* [What the task asks] Could you write out the lines below exactly, beginning with the first and finishing with the one that contains "echo exit > test.tcl"?

Saved data entries:

PR #68, opened 2021-02-18
Restore terminal if exit is called inside a TCL script at startup

antonblanchard:
If exit is called in a TCL script that is executed at startup, the libc
exit() function is called directly and we don't get a chance to reset
the terminal. We return to the shell with echo off, and have to run
"reset". A simple example:

echo exit > test.tcl
magic -noconsole -dnull  test.tcl

There are a few ways we could solve this. We could register an exit
handler using atexit(). Here I use Tcl_SetExitProc() to register a
callback with the TCL interpreter.

### DIFF
--- a/utils/main.c
+++ b/utils/main.c
@@ -770,6 +770,12 @@ mainInitAfterArgs()
     return 0;
 }
 
+void tcl_exit_hook(ClientData clientData)
+{
+    TxResetTerminal();
+    exit(0);
+}
+
 /*
  * ----------------------------------------------------------------------------
  * mainInitFinal:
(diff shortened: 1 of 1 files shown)


RTimothyEdwards:
I use tcsh as my shell so I have not seen this behavior before.  Since it is quite annoying on bash, I will go ahead and apply this update (and make sure it doesn't have any unwanted side effects on tcsh).

RTimothyEdwards:
Pulled and merged (to opencircuitdesign.com;  will mirror to github in about 6 hours).

antonblanchard:
Thanks @RTimothyEdwards!

PR #75, opened 2021-05-03
Fix build error with clang

Keno:
At least in some configurations of clang, `-Wreturn-type` is set to
error by default, causing the magic build to fail with:

```
ExtCell.c:115:2: error: non-void function 'ExtCell' should return a value [-Wreturn-type]
```


RTimothyEdwards:
Sorry, somehow this escaped my attention.  Fixing the code now.

RTimothyEdwards:
Fixed on opencircuitdesign.com master branch, will update on github overnight.

PR #98, opened 2021-11-16
Fixed two bugs on the `def write` command

mbalestrini:
- def write was setting x,y location of `COMPONENTS` using the boundaries of the cell, without taking into account it's internal origin point
- The warning message about nets not having the default width was showing the wrong dimension (the bigger one instead of the smaller)


RTimothyEdwards (approved):
Looks good to me.  Thanks for looking at the "def write" code, which doesn't get much attention.

RTimothyEdwards:
I'll get this pulled and merged tomorrow---there are changes I made to the magic code today that are pending.

RTimothyEdwards:
Pulled and merged.

PR #113, opened 2021-12-30
Correct & has lower precedence than parentheses warnings.

brad0:
CmdRS.c:1269:22: warning: & has lower precedence than ==; == will be evaluated first [-Wparentheses]
DRCtech.c:2573:16: warning: & has lower precedence than !=; != will be evaluated first [-Wparentheses]


RTimothyEdwards (approved):
Yes, good catches.

RTimothyEdwards:
Pulled and merged.

PR #115, opened 2021-12-31
Add AppImage Building Capabilities

donn:
This adds a feature that builds AppImages (https://appimage.org/) that can produce a monolithic magic binary.

Demo: `curl -L https://github.com/donn/magic/releases/download/donns-test/Magic-donns-test-x86_64.AppImage > magic && chmod +x magic && ./magic -dnull -noconsole`

This should theoretically work on any Linux distro with Glibc newer than 2.3, i.e., any GNU/Linux released in the last 10 years.

I also added a CI that automatically builds and creates a release for said binary.


RTimothyEdwards (commented):
Does it have to have a hard-coded Tcl/Tk version?  Why does it download Tcl/Tk from sourceforge when it doesn't do that for any other of the packages it uses?

donn:
Tcl/Tk is the only one library that is not in *every* Linux installation dynamically links against. That's why they've been built from source. Note that I don't go for GL or Cairo in this build.

If you inspect the binaries with `ldd,` the rest are ABI-stable dylibs that are common across the vast majority of GNU-based Linux distros.

RTimothyEdwards:
Not including OpenGL or Cairo kind of makes magic crippleware, doesn't it?

donn:
Not for CLI use. That said, if you'd rather have me figure that GL/Cairo first, that's also fine.

RTimothyEdwards (approved):
As it has its useful purposes, I'll approve it.  I can see it as a long-term pain, particularly with hard-coded references to specific Tcl/Tk tarballs and the like.

donn:
Wait, Tim, let's not merge this for now if possible. I still need to clean it up but I've been so busy the last while.

RTimothyEdwards:
But it won't harm anything if merged, right?  It would have to have something enabled in github workflows, right?

donn:
No, as long as you have any actions enabled, which you do, this action will automatically be registered and will run. Not ideal.

RTimothyEdwards:
It is only some added files.  I'll hold off merging until you okay it, then.

donn:
I added support for Cairo 1.8+.

I'm not going to build and include it with magic like Tcl/Tk as it's a considerably more complex build.

RTimothyEdwards:
Okay, but is it ready to pull and merge?

RTimothyEdwards:
@donn :  I could not merge this PR cleanly.

PR #116, opened 2022-01-01
fix tech file load error with qflow

susinxy:
issue:
qflow passes tech file name without the '.tech' suffix. however magic tech load function treats any filename with suffix which in not '.tech' as a specified filename should be honored, leading to a problem that fails to load osu tech file

fix:
try loading a honored file with suffix '.tech' if the honored file is not there

### DIFF
--- a/utils/tech.c
+++ b/utils/tech.c
@@ -476,8 +476,13 @@ TechLoad(filename, initmask)
 
 	/* If a non-standard extension was used, then honor it */
 	if ((dptr != NULL) && (*dptr != '\0'))
+    {
 	    tf = PaOpen(filename, "r", (char *)NULL, ".", SysLibPath, &realname);
-	else
+        /* If the honored file in not there, try the filename with the suffix */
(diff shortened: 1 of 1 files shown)


RTimothyEdwards:
This seems like the wrong solution---although clearly something is going on.  If qflow passed the techfile name without the ".tech" suffix, then there is no unique extension to honor at all.  So the modified code shouldn't even be running.  I'll look into it.

RTimothyEdwards:
Okay, I get it.  It's the use of the superfluous "." in the technology name, e.g., `SCN4M_SUBM.20.tech`, which then still looks like it has an extension when the `.tech` is stripped off the end.

RTimothyEdwards (approved):
Okay, this does work for the unwisely named technology files like `SCN4M_SUBM.20.tech`.  Thanks for tracking down the issue.

RTimothyEdwards:
This should be fixed now, so I'm going to go ahead and close the issue.  Feel free to re-open it if there are still any problems.

PR #117, opened 2022-01-07
Fix typo in MakeLegalLEFSyntax

antonblanchard:
In MakeLegalLEFSyntax we step through the badLEFchars string
but instead of looking for the NULL terminator, we instead
look for a NULL pointer.


RTimothyEdwards (approved):
Good catch.

RTimothyEdwards:
Pulled and merged, thanks.

PR #118, opened 2022-01-07
Add missing includes

antonblanchard:
A number of places are using isspace(), tolower(), toupper() and strcmp()
without including the relevant header.


RTimothyEdwards (approved):
Thanks, looks good to me.

RTimothyEdwards:
Pulled and merged.

PR #119, opened 2022-01-07
Add missing types in function prototypes

antonblanchard:
It would be nice to convert the codebase from K&R to ANSI function
prototypes, but for now just clean up the warnings.


RTimothyEdwards (approved):
All well and good, although it bothers me that gcc will compile source code that is missing type declarations in a subroutine.

RTimothyEdwards:
Pulled and merged.

PR #120, opened 2022-01-11
Add more information to illegal overlap warnings

antonblanchard:
Print the names of the tile types that are illegally overlapping. This
gives us a better idea of what is wrong, eg:

feedback add "Illegal overlap between obsm2 and m2 (types do not connect)" medium


RTimothyEdwards:
Pulled and merged.

PR #217, opened 2023-02-02
Remove cast of pointer to struct and back again.

antonblanchard:


RTimothyEdwards:
Pulled and merged (will get mirrored to github overnight).

PR #256, opened 2023-07-11
add wasm target

proppy:
- add new `asmjs-unknown-emscripten` target
- add `defined(EMSCRIPTEN)` guards
- use `va_list` for variadic function call forwarding
- fix fatal function arguments inconsistency
- add `simple_build_wasm` CI job and store main `magic` wasm bundle as an artefact

Note: currently building with `--without-cairo --without-opengl --without-x --disable-readline` and bundle is already quite big (10M), any idea on how to trim things further?

/cc @urish since this might be relevant for https://github.com/wokwi/siliwiz

### DIFF
--- a/.github/workflows/main.yml
+++ b/.github/workflows/main.yml
@@ -49,7 +49,7 @@ jobs:
       - name: Build
         run: |
           source ./emsdk/emsdk_env.sh
-          emconfigure ./configure --without-cairo --without-opengl --without-x --disable-readline
+          emconfigure ./configure --without-cairo --without-opengl --without-x --disable-readline --target=asmjs-unknown-emscripten
           emmake make
       - name: archive wasm bundle
         uses: actions/upload-artifact@v3
--- a/.github/workflows/main.yml
+++ b/.github/workflows/main.yml
@@ -35,6 +35,28 @@ jobs:
           ./configure
           make database/database.h
           make -j$(nproc)
+  simple_build_wasm:
+    runs-on: ubuntu-20.04
+    steps:
+      - uses: actions/checkout@v2
+      - name: Get Dependencies
+        run: |
+          sudo apt-get install -y csh
+          git clone https://github.com/emscripten-core/emsdk.git
+          cd emsdk
+          ./emsdk install latest
+          ./emsdk activate latest
+      - name: Build
+        run: |
+          source ./emsdk/emsdk_env.sh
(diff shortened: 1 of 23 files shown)


RTimothyEdwards (changes requested):
Looks good except that it looks like you missed having TxError() call TxErrorV().  Unless I'm missing something, it is just running va_start() and va_end() and then returning.

proppy:
> Looks good except that it looks like you missed having TxError() call TxErrorV(). Unless I'm missing something, it is just running va_start() and va_end() and then returning.

Good catch! Fixed :)

RTimothyEdwards (approved):
Looks good to me.

proppy:
@RTimothyEdwards any ideas on how to trim the bundle further? (any other thing we could disable?)

RTimothyEdwards:
I would not consider 10M very big at all for something as expansive as Magic.  If you are building without graphics, then a lot of the files in the target install `lib/magic/sys/` directory are not needed, including the vector fonts and the default tech files.  I don't think that saves you very much space, though.

proppy:
@RTimothyEdwards would building `libmagic` rather than `magic`'s `main` save anything?

RTimothyEdwards:
Pulled and merged (in opencircuitdesign.com).

proppy:
@RTimothyEdwards thanks as always (and we missed you this year at FSiC!)

RTimothyEdwards:
@proppy :  No, I don't think `libmagic` will do anything meaningful.
What is the main contributor to the size of your bundle?  The shared object library?

(Yeah, sorry I couldn't make FSiC.  I missed seeing all my European (and Asian) friends.  I will try to make it a regular yearly habit, and this year should be just a one-off exception.)

proppy:
@RTimothyEdwards PTAL, added https://github.com/RTimothyEdwards/magic/pull/256/commits/26d2ceb77fd7622e06691e2f76baddce9110d0ca which fix a warning/error I got at runtime when testing the bundle (let me know if you'd prefer a separate PR since you already pulled on opencircuitdesign.com).

RTimothyEdwards:
@proppy :  Yes, actually I would like that as a separate PR, although I can also just manually fix it, as that's probably less involved than making a new PR.

proppy:
Closing since this is merged, will send another PR for the fixups.

PR #258, opened 2023-07-16
Build Updates

donn:
This is a series of updates to make building magic far less of a headache:

* Drop csh/tcsh dependency and detection from ./configure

* [Solution to the problem]
PR #68, opened 2021-02-18
Restore terminal if exit is called inside a TCL script at startup

antonblanchard:
If exit is called in a TCL script that is executed at startup, the libc
exit() function is called directly and we don't get a chance to reset
the terminal. We return to the shell with echo off, and have to run
"reset". A simple example:

echo exit > test.tcl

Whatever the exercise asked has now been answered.